Today we are going to discuss another interesting topic related to one function provided in the transmitter which plays a very important role in saving plant/equipment.
The role of the transmitter is a very basic one. It receives the input from a sensor and converts it into system understandable values i.e. it can be a 4-20 mA signal or FF signal or any other kind of signal depending on the instrument type.
For configuring this transmitter various parameters are to be configured during the commissioning of the transmitter like Device tag, Primary variable, Secondary variable, Tertiary variable, Range of all variables, LRV, URV, Engineering units, Damping, Transfer function (Linear/Square root), Display setting, and one very important parameter in temperature transmitter i.e. Burnout Function.
Burnout Function in Temperature Transmitter
Have you ever thought about what happens when RTD or thermocouple fails?
Let me create one scenario. Suppose in the field, say RTD fails due to some reason and the resistance becomes too high (open connection) then the process will trip if there is an interlock on high temperature. Due to this trip, the plant shutdown may happen and a production loss would have occurred.
Think of another scenario where RTD fails and becomes a short circuit. For the PT100 RTD sensor, when resistance becomes zero then the equivalent temperature is -242.021 °C. But in real-time, Say the temperature is increasing in the plant and if it is crossed above the critical temperature value, the blast may occur, in that case, an incident may happen.
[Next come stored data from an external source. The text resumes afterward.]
Issue #15084, opened 2021-11-09
ArangoDB 3.8 crashing on simple queries


chrishedwards:
## My Environment

* __ArangoDB Version__:        3.8.1 and 3.8.2
* __Storage Engine__:             RocksDB
* __Deployment Mode__:       Single Server
* __Deployment Strategy__:   ArangoDB Starter
* __Configuration__:               
* __Infrastructure__:               own set up on laptop and desktop computer
* __Operating System__:        Windows 10 
* __Total RAM in your machine__:        16Gb laptop, and 32GB desktop
* __Disks in use__:        NVMe on both laptop and desktop machines
* __Used Package__:              just used through browser interface

## Component, Query & Data

__Affected feature__:
AQL query using web interface
I have avidly used ArangoDB since 2017 and have developed a model that works well for exploring longitudinal analysis of student study. However, since moving to RocksDB and 3.8, I have started to experience crashes and cannot work out why. I'm using the Community edition on my Windows 10 laptop with 16GB RAM. I don't think the computer is the problem as I also experience it on my desktop machine.

Simple queries that used to run without issue with no limits, now crash ArangoDB if I do not limit the number of results to around 10. For example, this query selects a number of students with LIMIT, collects their study attempts (vertices), just keeping minimal data to RETURN. The objects retained are pi, an 8 character student id; pres5, a year plus letter, e.g. 2012J; module, a string of between 4 and 7 characters. This query would run without issue on previous versions in MMfiles.

I hope you can recommend a solution.
Best regards
Chris

__AQL query (if applicable)__:
```
FOR id in temp2  //list of user ids 
  LIMIT 2000,100 //have tried various combinations of values within LIMIT 
  FOR v,e,p IN 1..10 OUTBOUND CONCAT("StartEnd/",id._key,"-start") Path  
    OPTIONS {"bfs":true, uniqueVertices :"global", ignoreErrors:true}    
    FILTER !IS_NULL(v.module) //removes the final vertex for each user, as always null    
    LET summary=KEEP(v,"pi","pres5", "module")   //retain 3 objects, id, presentation, module 
    RETURN summary

```
__AQL explain and/or profile (if applicable)__:
Query String (455 chars, cacheable: true):
 FOR id in temp2  //list of user ids 
   LIMIT 2000,100 //have tried combinations of values within LIMIT 
   FOR v,e,p IN 1..10 OUTBOUND CONCAT("StartEnd/",id._key,"-start") Path  
[...]

PR #15265, opened 2021-12-02
[3.8] Fixed a potential use-after-free on Windows.

mpoeter:
### Scope & Purpose

Fix GitHub issue #15084.

Enterprise companion: https://github.com/arangodb/enterprise/pull/820

Fixed a potential use-after-free on Windows for queries that used the NeighborsEnumerator (though other PathEnumerators might have been affected as well).

The reason was that in some cases the MSVC STL unordered_map/unordered_set calculates hashes in `clear`, but the stringHeap that stored the strings which were reference by the stringRefs in the unordered_set was cleared before the set.

#### Backports:

- [x] devel port: *#15266*
- [x] Backport for 3.9: *#15267*
- [x] Backport for 3.7: *#15268*

#### Related Information

- [x] Enterprise PR: https://github.com/arangodb/enterprise/pull/820
- [x] GitHub issue: #15084

### Testing & Verification


hkernbach (approved):

jsteemann (approved):
LGTM, but seems like some changes must be carried out for test classes derived from PathEnumerator that are used in `tests`.

arangod/Graph/WeightedEnumerator.cpp
```diff
@@ -57,14 +57,15 @@ WeightedEnumerator::WeightedEnumerator(Traverser* traverser, TraverserOptions* o
...
-
+void WeightedEnumerator::clear() {
   _schreier.clear();
   _schreierIndex = 0;
   _lastReturned = 0;
   _queue.clear();
+}
 
+void WeightedEnumerator::setStartVertex(arangodb::velocypack::StringRef startVertex) {
+  PathEnumerator::setStartVertex(startVertex);
```
Dronplane, line 68: As I see before - `setStartVertex` implied "clear" but here I don't see `clear` call like in other enumerators. Is this intended?

jsteemann, line 68:
```suggestion
  PathEnumerator::setStartVertex(startVertex);
  clear();
```

jsteemann: Yes, it's probably better to call `clear()` here as well!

Now to overcome these issues, the burnout function needs to be implemented.
In burnout function, whenever a transmitter detects sensor failure (it may be a short circuit or open circuit), a defined current signal which is pre-configured in the transmitter is transmitted. We can configure a low value, high value, or some other defined value or last state (in a 4-20mA loop, high is 20 mA and low is 4 mA) as per our requirement.
Now the main question is how will the transmitter detect that the actual sensor has failed because some spurious readings also can create such a scenario.
So as per NAMUR NE 43 “When the loop current is below 3.6 mA or above 21 mA this is interpreted as a sensor fault. In order to avoid false alarms, the signal shall be present for at least 4 seconds before it is interpreted as sensor fault”
Now what setting needs to be implemented in the transmitter burnout function is to be decided by looking at the process.
One very important thing to be noted here is that whenever the burnout function is configured in the transmitter, then it should be clearly mentioned somewhere (written in the field or a list of such transmitters should be made) so that whenever an instrumentation technician/engineer goes for any activity on that transmitter, the necessary bypass has been done in the DCS or ESD system.
In some transmitters, burnout is also applied if the transmitter senses internal circuit failures.